The performance of Schubert's Symphony No. 8, in just the two-movement version, was not one to respond to the recent historically aware thinking. While using string forces of 10.8.8.6.3, rather than the full complement which would feature later in the concert, this was still very much in the traditions of Schubert playing that were established earlier in the twentieth century. Both movements were taken at relatively slow speeds. The second subject of the first movement was played with seamless bow changes, as if one singular long melody without bar-lines; none of the lilting short slurs and accentuations were very audible here. In the second movement, there was something in the subtle phrasing and the envelope of sound that communicated an arresting sense of forlorn longing. This sense of sadness was always not far beneath the surface, corresponding to the mythical "poor Schubert" which some have started to question more recently. But nothing was ever overstated. In the powerful sense of foreboding and immanency, it was a Schubert more akin to Mahler and Wagner than to Beethoven (though perhaps not the VPO's Beethoven). Yet the conviction and unity of purpose that Mehta and the VPO achieved was enough to make me put aside my doubts concerning the veracity of this interpretation. I am reasonably sure that this is not how Schubert envisaged the piece; however the fact that this type of interpretation is becoming less and less the norm (compare, for example the Orchestra of the Age of Enlightenment under Sir Charles Mackerras, for a very different view of the symphony), means that it is possible to value it all the more as a very particular perspective.
Schoenberg's First Chamber Symphony was premiered by members of the VPO, and there can be little doubt that it is a work they have "in their blood". Its positioning in the programme straight after the Schubert, was perhaps a little questionable, however. During the first few minutes, for myself, my attention was drawn primarily to the contrast between the sound of a relatively large orchestra and a group of fifteen players, more than on the specific music being played. How well such "chamber music" works in the vast and sound-eating acoustic of the RFH is debatable in the least. With no reflection upon the players, the huge scale of the hall seems to dwarf the music.

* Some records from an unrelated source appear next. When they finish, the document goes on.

PR #257, opened 2025-09-25
Comboview: Use first tag_number's layout in combo

argosnothing:
Currently `comboview` is layout-blind. appearing to never change layouts. this corrects that by properly assigning the layout to the first tag in the set, allowing `comboview` to effectively emulate `view` when just Mod+tag_number is pressed, or add on more tags against tag_number1's layout.


DreamMaoMao:
it doesn't need to manually adjust the curtag. It will be uniformly changed in the view and the first tag will be automatically used as the layout tag.

I have corrected it

PR #301, opened 2025-10-18
nix: merge mmsg to mangowc project

### LINKED ISSUE #300: [nix help want]move mmsg into mangowc
To avoid the need to manually fix and submit the hash for mmsg, I have integrated mmsg into mangowc. But I am not familiar with nix configuration. It would be great if someone could help change the nix configuration

ProggerX:
Resolves #300

Basically just removed mmsg from inputs and outputs, because it's one package now.

### DIFF
--- a/nix/nixos-modules.nix
+++ b/nix/nixos-modules.nix
@@ -21,12 +21,7 @@ in {
     environment.systemPackages =
       [
         cfg.package
-      ]
-      ++ (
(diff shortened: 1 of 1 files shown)


ProggerX:
I don't know if it's convenient enough because it's not possible now to override mmsg without overriding all mango in nixos config. But mmsg is part of mangowc now, so I think it's OK.

PR #312, opened 2025-10-19
make hm-module reload on change

JumpIn-Git:
Also someone should move the mmsg nix packaging to this repo.


JumpIn-Git:
moved to #313, sorry

PR #313, opened 2025-10-19
make hm-module reload on change

JumpIn-Git:
someone should test this before its merged @gitOlf

### DIFF
--- a/nix/hm-modules.nix
+++ b/nix/hm-modules.nix
@@ -100,6 +100,12 @@ in {
     xdg.configFile = {
       "mango/config.conf" = lib.mkIf (cfg.settings != "") {
         text = cfg.settings;
+        onChange = ''
+          XDG_CURRENT_DESKTOP=''${XDG_CURRENT_DESKTOP}
+          if [[ $XDG_CURRENT_DESKTOP == "mango" ]]; then
+            mmsg -d reload-config
+          fi
+        '';
       };
       "mango/autostart.sh" = lib.mkIf (cfg.autostart_sh != "") {
         source = autostart_sh;


Yappaholic:
Is `mmsg` referenced in the flake or `default.nix`? I am not sure if the mango module provides mmsg, maybe we can add mmsg to flake inputs

JumpIn-Git:
> Is `mmsg` referenced in the flake or `default.nix`? I am not sure if the mango module provides mmsg, maybe we can add mmsg to flake inputs

the mango package now also exports mmsg

Yappaholic (commented):
Not sure if everyone needs this enabled by default, maybe we could add `reload-on-change` option and then referencing it like `onChange = lib.mkIf (cfg.reload-on-change = true) ...`? Otherwise looks good to me

JumpIn-Git:
> Not sure if everyone needs this enabled by default, maybe we could add `reload-on-change` option and then referencing it like `onChange = lib.mkIf (cfg.reload-on-change = true) ...`? Otherwise looks good to me

@DreamMaoMao

gitOlf:
That is a bad idea. One defines the state with the home manager configuration of the system. You define state! not an operation. The current running system is transfered into the new state after the switch command.
Some configurations do not provide that. One example is the nvidia configuration (you have to reboot to activate the kernel modul) from my point of you that is technical debt.

DreamMaoMao:
> That is a bad idea. One defines the state with the home manager configuration of the system. You define state! not an operation. The current running system is transfered into the new state after the switch command. Some configurations do not provide that. One example is the nvidia configuration (you have to reboot to activate the kernel modul) from my point of you that is technical debt.

Yes, this doesn't seem to be a universal option

JumpIn-Git:
can this be merged?

DreamMaoMao:
> can this be merged?

Since I don't use nix myself, I will wait and see what more nix users think

Yappaholic:
> > can this be merged?
> 
> Since I don't use nix myself, I will wait and see what more nix users think
> 

I'll test it today and see if it works properly, if everything if fine, then it can be safely merged

Yappaholic:
There is an unhadled case where you would run home-manager reconfigure outside of mango, which produces error (because compositor is not running)

argosnothing:
could we simply guard the reload config behind if the compositor is running?

JumpIn-Git:
sure how could i do this

Yappaholic:
> sure how could i do this

You can check IPC socket file under `XDG_RUNTIME_DIR`, or check if `XDG_CURRENT_DESKTOP` is mangowc (if it sets this env var)

JumpIn-Git:
could you make the code snippet for me?

Yappaholic:
> could you make the code snippet for me?

This should work:

```nix
onChange = ''
  if [[ $XDG_CURRENT_DESKTOP == "mango" ]]; then
  ${cfg.package}/bin/mmsg -d reload_config
  fi
'';
```

It is worth noting that the XDG variable can be changed by the user, which will break hotreloading, but in most use cases it will be working as expected

JumpIn-Git:
done

Yappaholic:
> done

Nice, I'll do some minor testing and then we can safely merge it

Yappaholic:
Nope, seems that my idea was wrong:
```bash
/nix/store/1s4al67vsrq2zd2yn3k6442m5inwyfwj-home-manager-generation/activate: line 351: XDG_CURRENT_DESKTOP: unbound variable
```
Maybe the sway home-manager module has a way to reload configuration, should be worth checking

JumpIn-Git:
@DreamMaoMao how should i check if mango is running?

Yappaholic:
So, there are good news and bad news:

Bad: it is possible to get `XDG_CURRENT_DESKTOP` variable with `builtins.getEnv`, but it will make the flake impure, which breaks reproducibility and adds a burden to users(since they would need to pass `--impure` on every rebuild).

Good: instead of checking if the user runs the compositor, we may just ignore error ouput of `mmsg` with:
```nix
onChange = ''
  ${cfg.package}/bin/mmsg -d reload_config 2> /dev/null
'';
```
Hopefully this will work as intended :)

JumpIn-Git:
> So, there are good news and bad news:
> 
> Bad: it is possible to get `XDG_CURRENT_DESKTOP` variable with `builtins.getEnv`, but it will make the flake impure, which breaks reproducibility and adds a burden to users(since they would need to pass `--impure` on every rebuild).
> 
> Good: instead of checking if the user runs the compositor, we may just ignore error ouput of `mmsg` with:
> 
> ```nix
> onChange = ''
>   ${cfg.package}/bin/mmsg -d reload_config 2> /dev/null
> '';
> ```
> 
> Hopefully this will work as intended :)

nope thats not the issue, check if the value even is set https://github.com/nix-community/home-manager/blob/0562fef070a1027325dd4ea10813d64d2c967b39/modules/services/window-managers/hyprland.nix#L411

Yappaholic:
> > So, there are good news and bad news:
> > Bad: it is possible to get `XDG_CURRENT_DESKTOP` variable with `builtins.getEnv`, but it will make the flake impure, which breaks reproducibility and adds a burden to users(since they would need to pass `--impure` on every rebuild).
> > Good: instead of checking if the user runs the compositor, we may just ignore error ouput of `mmsg` with:
> > ```nix
> > onChange = ''
> >   ${cfg.package}/bin/mmsg -d reload_config 2> /dev/null
> > '';
> > ```
> > 
> > 
> >     
> >       
> >     
> > 
> >       
> >     
> > 
> >     
> >   
> > Hopefully this will work as intended :)
> 
> nope thats not the issue, check if the value even is set https://github.com/nix-community/home-manager/blob/0562fef070a1027325dd4ea10813d64d2c967b39/modules/services/window-managers/hyprland.nix#L411

Then maybe we can do this:
```nix
onChange= ''
  (
  XDG_CURRENT_DESKTOP=''${XDG_CURRENT_DESKTOP}
  if [[ $XDG_CURRENT_DESKTOP == "mango" ]]; then
    ${cfg.package}/bin/mmsg -d reload_config
  fi
 )
'';
```

JumpIn-Git:
sure ill push the change try it, if it doesnt maybe we should try runtime dir

Yappaholic:
> sure ill push the change try it, if it doesnt maybe we should try runtime dir

Both appending to `/dev/null` and hyprland way does not work. We can't try runtime dir, since mango does not create a directory inside `XDG_RUNTIME_DIR`, so there is nothing to check there

JumpIn-Git:
should this be closed? completly forgot about this

Yappaholic:
> should this be closed? completly forgot about this

Probably yes, I still don't know if this can be done purely, and I don't think it's worth getting into again

PR #319, opened 2025-10-20
fix: ensure tag changes happen on correct monitor

WeraPea:
Fixes a bug where an activation request from a client on an inactive monitor would change the tag on the currently focused monitor, instead of the client's monitor. This was caused by the tag being changed before the monitor focus was updated to the client's one.


DreamMaoMao:
should use view_in_mon.

PR #354, opened 2025-10-27
Feature: Implement view_tagmon

reDpz:
## Description
Allows binding a key to view a tag on a specific monitor and also prevents cursor from warping if monitor is already selected.

Example usage:
```
bind=SUPER,1,view_tagmon,1,DP-1
bind=SUPER,2,view_tagmon,2,DP-1
...
bind=SUPER,9,view_tagmon,9,DP-1

bind=ALT,1,view_tagmon,1,HDMI-A-1
bind=ALT,2,view_tagmon,2,HDMI-A-1
...
bind=ALT,9,view_tagmon,9,HDMI-A-1
```

This is just something specific to my workflow that I picked up from using awesomewm and it basically allows me to use multiple monitors without having to manually switch between them before trying to select the tag.


DreamMaoMao:
https://github.com/DreamMaoMao/mangowc/commit/9b5ea5009518cc45cf1e104239321062e9618039

image

 refer to this. Existing functions can be reused without the need to repeatedly implement the same logic

PR #369, opened 2025-10-31
Add smooth focus transition animation for opacity and border

screenfluent:
This adds animated transitions when switching focus between windows. Both window opacity and border color now fade smoothly using cubic bezier easing instead of changing instantly.

The feature uses the existing animation system with two new config options:
- animation_duration_focus (default 400ms)
- animation_curve_focus for easing curve

Changes are backwards compatible. You can disable the animation by setting animation_duration_focus=0 in config file.

Implementation touches 5 files with minimal additions to keep the code clean.


DreamMaoMao:
it has many issues with border color conversion and the existing fade animation. I have fixed it, but more tests are needed to see if there are any potential problems

screenfluent:
Hey sorry for not making it better on start. I was super excited when I found Mango yesterday late evening, but I'm neurodivergent and this hard switch from dimmed windows was holding me back from switching Hyprland -> Mango. It worked for me locally and I thought I will just push it without expecting much. So I really appreciate you picked it up, fixed and already merged. Big kudos to you! 🙏 My T480 works so much better with Mango. Thank you!

PR #437, opened 2025-11-19
feat: add -c arg for config file

VictorTennekes:
As per suggested on discord: https://discord.com/channels/1430889676264177687/1435326422682959923/1435326422682959923

I've added the support for a `-c` flag to inline a config in the shell.

### DIFF
--- a/README.md
+++ b/README.md
@@ -106,7 +106,7 @@ cd wlroots
 meson build -Dprefix=/usr
 sudo ninja -C build install
 
-git clone https://github.com/wlrfx/scenefx.git
+git clone -b 0.4.1 https://github.com/wlrfx/scenefx.git
 cd scenefx
 meson build -Dprefix=/usr
 sudo ninja -C build install


argosnothing:
Looks good to me! This will be very useful for instances where we want to use mango as a compositor for things like display managers, where we will likely want a more minimal, but different config from the main mango session one.

DreamMaoMao:
There is a problem with this, that is, when the reload configuration is performed, another configuration is still used

DreamMaoMao:
If you want to specify the configuration for startup, you just need
```
MANGOCONFIG=/usr/folder/path  mango
```
the config path will change to `/usr/folder/path/config.conf`

https://github.com/DreamMaoMao/mangowc/wiki#custom-config-path

VictorTennekes:
Fair point, perhaps like this with a static variable is a better approach?
Maintaining track of the active config file allows for use on `reload_config`.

Nonetheless, it was a fabulous performance. The VPO's characteristic types of vibrato, and non-too-drawn-out portamenti work wonderfully in this music. It was super-intense playing, and with a real sense of partnership of equals (also difficult to achieve in this work) between each player.
I cannot honestly feel the same degree of sympathy with Tchaikovsky's Fourth Symphony, a work which, more than some of Tchaikovsky's other symphonies, seems to often veer close to the trite and banal. However, Mehta and the VPO began the work arrestingly and continued in a similar vein. In the second movement, the sound of the strings and wind was full-bodied without becoming stodgy. Speeds were varied carefully, as was the degree of portamento used. Most admirably, Mehta managed to resist all temptation to ham up and overplay the pizzicato third movement. I am sure that those more appreciative of the music would have found the finale quite glorious; I find the music rather superficial, though perhaps less so than the loathsome scherzo of the otherwise timeless Pathetique. Nonetheless, it was a performance of breathtaking virtuosity and precision, especially amongst the wind and brass, who played not with a homogenized sound, though neither as completely disjunct, unlistening, individuals. A truly outstanding sense of diversity made possible within an overall unity.
A memorable concert that will stay with me for a long time. I look forward to the VPO's next London appearance.